#### Instructions to follow:
Restate the records in full, so that each line matches the original exactly.
##### Supplied records
PR #1006, opened 2024-04-15
Refactor the layout and figma_import crates

timothyfroehlich:
As a result of this change the `figma_import` crate now depends on the
`layout` crate, instead of the `layout` crate depending on
`figma_import`.

As a result, the `layout` crate now has no dependencies within the
workspace.

`layout`'s tests had to be moved to `figma_import` due to the tests heavy reliance on `figma_import`.


rylin8:
Not sure why there is both a `styles.rs` and `types.rs`?

timothyfroehlich:
> Not sure why there is both a `styles.rs` and `types.rs`?

Personal preference for smaller files. "Styles" was the best name I could think of for the enums, which is what they correspond to in Taffy. I would have called it `layout_styles.rs` but that's too close to `layout_style`.

rylin8:
> > Not sure why there is both a `styles.rs` and `types.rs`?
> 
> Personal preference for smaller files. "Styles" was the best name I could think of for the enums, which is what they correspond to in Taffy. I would have called it `layout_styles.rs` but that's too close to `layout_style`.

Sure but what goes in one vs the other? Like I don't get why `Dimension` is in one but `JustifyContent` is in the other.

timothyfroehlich:
> > > Not sure why there is both a `styles.rs` and `types.rs`?
> > 
> > 
> > Personal preference for smaller files. "Styles" was the best name I could think of for the enums, which is what they correspond to in Taffy. I would have called it `layout_styles.rs` but that's too close to `layout_style`.
> 
> Sure but what goes in one vs the other? Like I don't get why `Dimension` is in one but `JustifyContent` is in the other.

Because `Dimension` is a basic type and gives you positioning and `JustifyContent` is just one way you can lay out the content, just like `AlignItems` and so on. 

It could be a bit more clear to rename `types.rs to `geometry.rs`, I suppose.

rylin8:
Gave this a test and seems fine, so I'm good with it.

rylin8 (approved):

PR #1007, opened 2024-04-15
Closes #948: Remove support for interface inheritance

### LINKED ISSUE #948: Remove support for overriding DesignDoc generated interfaces
This was a bit of a hack and the use cases it supported are now supported by DesignModules. This is preventing us from updating the Compose Compiler past 1.5.8 ( #860 )

Blocked by #928

rylin8:
With design modules available, there should be no need for interface inheritance in @DesignDoc interfaces. Remove support for them and show an error if inheritance is attempted. In order to support upgrading the Compose compiler, which doesn't support default args in open functions, change the generated code to create a class instead of an interface.

### DIFF
--- a/codegen/src/main/kotlin/com/android/designcompose/codegen/BuilderProcessor.kt
+++ b/codegen/src/main/kotlin/com/android/designcompose/codegen/BuilderProcessor.kt
@@ -166,8 +166,6 @@ class BuilderProcessor(private val codeGenerator: CodeGenerator, val logger: KSP
         private var queriesNameSet: HashSet<String> = HashSet()
         private var ignoredImages: HashMap<String, HashSet<String>> = HashMap()
 
-        private var overrideInterface: String = ""
-
         private lateinit var out: OutputStream
         private var currentJsonStream: OutputStream? = null
         private var designDocJson: JsonObject = JsonObject()
@@ -193,18 +191,14 @@ class BuilderProcessor(private val codeGenerator: CodeGenerator, val logger: KSP
 
             currentJsonStream = jsonStreams[packageName]
 
-            // If the interface inherits from another interface, get the name of it
+            // We don't support inheritance from another interface. Check for this and emit an
+            // error if we find a superclass.
             classDeclaration.superTypes.forEach {
                 val superType = it.resolve()
                 // All classes that don't declare a superclass inherit from "Any", so ignore it
                 if (superType.toString() != "Any") {
-                    if (superType.isError)
-                        logger.error("Invalid supertype for interface hg $classDeclaration")
-                    overrideInterface = superType.declaration.qualifiedName?.asString() ?: ""
-                    if (overrideInterface.endsWith("Gen"))
-                        logger.error(
-                            "Extending a generated interface $overrideInterface not supported"
-                        )
+                    val overrideInterface = superType.declaration.qualifiedName?.asString() ?: ""
+                    logger.error("Extending a generated interface $overrideInterface not supported")
                 }
             }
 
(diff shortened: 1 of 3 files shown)


codegen/src/main/kotlin/com/android/designcompose/codegen/BuilderProcessor.kt
```diff
@@ -353,7 +340,7 @@ class BuilderProcessor(private val codeGenerator: CodeGenerator, val logger: KSP
             out.appendText("}\n\n")
 
             val objectName = className + "Doc"
-            out.appendText("object $objectName: $interfaceName {}\n\n")
+            out.appendText("val $objectName = $interfaceName()\n\n")
```
timothyfroehlich, line 343: I wonder if we still need this. Removing it would be a breaking change, but I can't think why statically instantiating an instance of it is a good thing.

I suppose the same question could have been asked about the original line too.

codegen/src/main/kotlin/com/android/designcompose/codegen/BuilderProcessor.kt
```diff
@@ -599,30 +578,28 @@ class BuilderProcessor(private val codeGenerator: CodeGenerator, val logger: KSP
...
-            // Add a modifier for the root item. Default params not allowed with override
-            val defaultModifier = if (override) "" else " = Modifier"
+            // Add a modifier for the root item.
+            val defaultModifier = " = Modifier"
             args.add(Pair("modifier", "Modifier$defaultModifier"))
 
             // Add an option to register a function to handle open link callbacks
-            val defaultOpenLink = if (override) "" else " = null"
+            val defaultOpenLink = " = null"
             args.add(Pair("openLinkCallback", "OpenLinkCallback?$defaultOpenLink"))
```
timothyfroehlich, line 595: Can we just combine these two lines (and the others like it?)

codegen/src/main/kotlin/com/android/designcompose/codegen/BuilderProcessor.kt
```diff
@@ -312,12 +303,8 @@ class BuilderProcessor(private val codeGenerator: CodeGenerator, val logger: KSP
...
             // contains all the variant properties and values
             out.appendText("    @Composable\n")
-            // Add an override declaration if this interface inherits from another
-            val overrideDecl = if (overrideInterface.isNotEmpty()) "override " else ""
-            out.appendText("    ${overrideDecl}fun CustomComponent(\n")
-            // Default parameters are not allowed when overriding a function
-            val defaultModifierDecl = if (overrideInterface.isEmpty()) " = Modifier" else ""
-            out.appendText("        modifier: Modifier$defaultModifierDecl,\n")
+            out.appendText("    final fun CustomComponent(\n")
+            out.appendText("        modifier: Modifier,\n")
```
timothyfroehlich, line 307: Seems like you lose the ` = Modifier` bit here.

timothyfroehlich (changes requested):
Mostly looks good, and this does resolve the compile errors in #870

codegen/src/main/kotlin/com/android/designcompose/codegen/BuilderProcessor.kt
rylin8: yep, meant to do that.

codegen/src/main/kotlin/com/android/designcompose/codegen/BuilderProcessor.kt
rylin8: Yea I don't think that's needed. This function is called from generated code and a modifier is always passed in.

codegen/src/main/kotlin/com/android/designcompose/codegen/BuilderProcessor.kt
rylin8: It would mean all existing code would have to instantiate the object manually then wouldn't it? It'd break everything.

timothyfroehlich (approved):

timothyfroehlich (approved):
LGTM

timothyfroehlich:
I know we don't do release notes, but if we did this would be a good thing to mention @iamralpht.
##########
#### Response area:
PR #1006, opened 2024-04-15
Refactor the layout and figma_import crates

timothyfroehlich:
As a result of this change the `figma_import` crate now depends on the
`layout` crate, instead of the `layout` crate depending on
`figma_import`.

As a result, the `layout` crate now has no dependencies within the
workspace.

`layout`'s tests had to be moved to `figma_import` due to the tests heavy reliance on `figma_import`.


rylin8:
Not sure why there is both a `styles.rs` and `types.rs`?

timothyfroehlich:
> Not sure why there is both a `styles.rs` and `types.rs`?

Personal preference for smaller files. "Styles" was the best name I could think of for the enums, which is what they correspond to in Taffy. I would have called it `layout_styles.rs` but that's too close to `layout_style`.

rylin8:
> > Not sure why there is both a `styles.rs` and `types.rs`?
> 
> Personal preference for smaller files. "Styles" was the best name I could think of for the enums, which is what they correspond to in Taffy. I would have called it `layout_styles.rs` but that's too close to `layout_style`.

Sure but what goes in one vs the other? Like I don't get why `Dimension` is in one but `JustifyContent` is in the other.

timothyfroehlich:
> > > Not sure why there is both a `styles.rs` and `types.rs`?
> > 
> > 
> > Personal preference for smaller files. "Styles" was the best name I could think of for the enums, which is what they correspond to in Taffy. I would have called it `layout_styles.rs` but that's too close to `layout_style`.
> 
> Sure but what goes in one vs the other? Like I don't get why `Dimension` is in one but `JustifyContent` is in the other.

Because `Dimension` is a basic type and gives you positioning and `JustifyContent` is just one way you can lay out the content, just like `AlignItems` and so on. 

It could be a bit more clear to rename `types.rs to `geometry.rs`, I suppose.

rylin8:
Gave this a test and seems fine, so I'm good with it.

rylin8 (approved):

PR #1007, opened 2024-04-15
Closes #948: Remove support for interface inheritance

### LINKED ISSUE #948: Remove support for overriding DesignDoc generated interfaces
This was a bit of a hack and the use cases it supported are now supported by DesignModules. This is preventing us from updating the Compose Compiler past 1.5.8 ( #860 )

Blocked by #928

rylin8:
With design modules available, there should be no need for interface inheritance in @DesignDoc interfaces. Remove support for them and show an error if inheritance is attempted. In order to support upgrading the Compose compiler, which doesn't support default args in open functions, change the generated code to create a class instead of an interface.

### DIFF
--- a/codegen/src/main/kotlin/com/android/designcompose/codegen/BuilderProcessor.kt
+++ b/codegen/src/main/kotlin/com/android/designcompose/codegen/BuilderProcessor.kt
@@ -166,8 +166,6 @@ class BuilderProcessor(private val codeGenerator: CodeGenerator, val logger: KSP
         private var queriesNameSet: HashSet<String> = HashSet()
         private var ignoredImages: HashMap<String, HashSet<String>> = HashMap()
 
-        private var overrideInterface: String = ""
-
         private lateinit var out: OutputStream
         private var currentJsonStream: OutputStream? = null
         private var designDocJson: JsonObject = JsonObject()
@@ -193,18 +191,14 @@ class BuilderProcessor(private val codeGenerator: CodeGenerator, val logger: KSP
 
             currentJsonStream = jsonStreams[packageName]
 
-            // If the interface inherits from another interface, get the name of it
+            // We don't support inheritance from another interface. Check for this and emit an
+            // error if we find a superclass.
             classDeclaration.superTypes.forEach {
                 val superType = it.resolve()
                 // All classes that don't declare a superclass inherit from "Any", so ignore it
                 if (superType.toString() != "Any") {
-                    if (superType.isError)
-                        logger.error("Invalid supertype for interface hg $classDeclaration")
-                    overrideInterface = superType.declaration.qualifiedName?.asString() ?: ""
-                    if (overrideInterface.endsWith("Gen"))
-                        logger.error(
-                            "Extending a generated interface $overrideInterface not supported"
-                        )
+                    val overrideInterface = superType.declaration.qualifiedName?.asString() ?: ""
+                    logger.error("Extending a generated interface $overrideInterface not supported")
                 }
             }
 
(diff shortened: 1 of 3 files shown)


codegen/src/main/kotlin/com/android/designcompose/codegen/BuilderProcessor.kt
```diff
@@ -353,7 +340,7 @@ class BuilderProcessor(private val codeGenerator: CodeGenerator, val logger: KSP
             out.appendText("}\n\n")
 
             val objectName = className + "Doc"
-            out.appendText("object $objectName: $interfaceName {}\n\n")
+            out.appendText("val $objectName = $interfaceName()\n\n")
```
timothyfroehlich, line 343: I wonder if we still need this. Removing it would be a breaking change, but I can't think why statically instantiating an instance of it is a good thing.

I suppose the same question could have been asked about the original line too.

codegen/src/main/kotlin/com/android/designcompose/codegen/BuilderProcessor.kt
```diff
@@ -599,30 +578,28 @@ class BuilderProcessor(private val codeGenerator: CodeGenerator, val logger: KSP
...
-            // Add a modifier for the root item. Default params not allowed with override
-            val defaultModifier = if (override) "" else " = Modifier"
+            // Add a modifier for the root item.
+            val defaultModifier = " = Modifier"
             args.add(Pair("modifier", "Modifier$defaultModifier"))
 
             // Add an option to register a function to handle open link callbacks
-            val defaultOpenLink = if (override) "" else " = null"
+            val defaultOpenLink = " = null"
             args.add(Pair("openLinkCallback", "OpenLinkCallback?$defaultOpenLink"))
```
timothyfroehlich, line 595: Can we just combine these two lines (and the others like it?)

codegen/src/main/kotlin/com/android/designcompose/codegen/BuilderProcessor.kt
```diff
@@ -312,12 +303,8 @@ class BuilderProcessor(private val codeGenerator: CodeGenerator, val logger: KSP
...
             // contains all the variant properties and values
             out.appendText("    @Composable\n")
-            // Add an override declaration if this interface inherits from another
-            val overrideDecl = if (overrideInterface.isNotEmpty()) "override " else ""
-            out.appendText("    ${overrideDecl}fun CustomComponent(\n")
-            // Default parameters are not allowed when overriding a function
-            val defaultModifierDecl = if (overrideInterface.isEmpty()) " = Modifier" else ""
-            out.appendText("        modifier: Modifier$defaultModifierDecl,\n")
+            out.appendText("    final fun CustomComponent(\n")
+            out.appendText("        modifier: Modifier,\n")
```
timothyfroehlich, line 307: Seems like you lose the ` = Modifier` bit here.

timothyfroehlich (changes requested):
Mostly looks good, and this does resolve the compile errors in #870

codegen/src/main/kotlin/com/android/designcompose/codegen/BuilderProcessor.kt
rylin8: yep, meant to do that.

codegen/src/main/kotlin/com/android/designcompose/codegen/BuilderProcessor.kt
rylin8: Yea I don't think that's needed. This function is called from generated code and a modifier is always passed in.

codegen/src/main/kotlin/com/android/designcompose/codegen/BuilderProcessor.kt
rylin8: It would mean all existing code would have to instantiate the object manually then wouldn't it? It'd break everything.

timothyfroehlich (approved):

timothyfroehlich (approved):
LGTM

timothyfroehlich:
I know we don't do release notes, but if we did this would be a good thing to mention @iamralpht.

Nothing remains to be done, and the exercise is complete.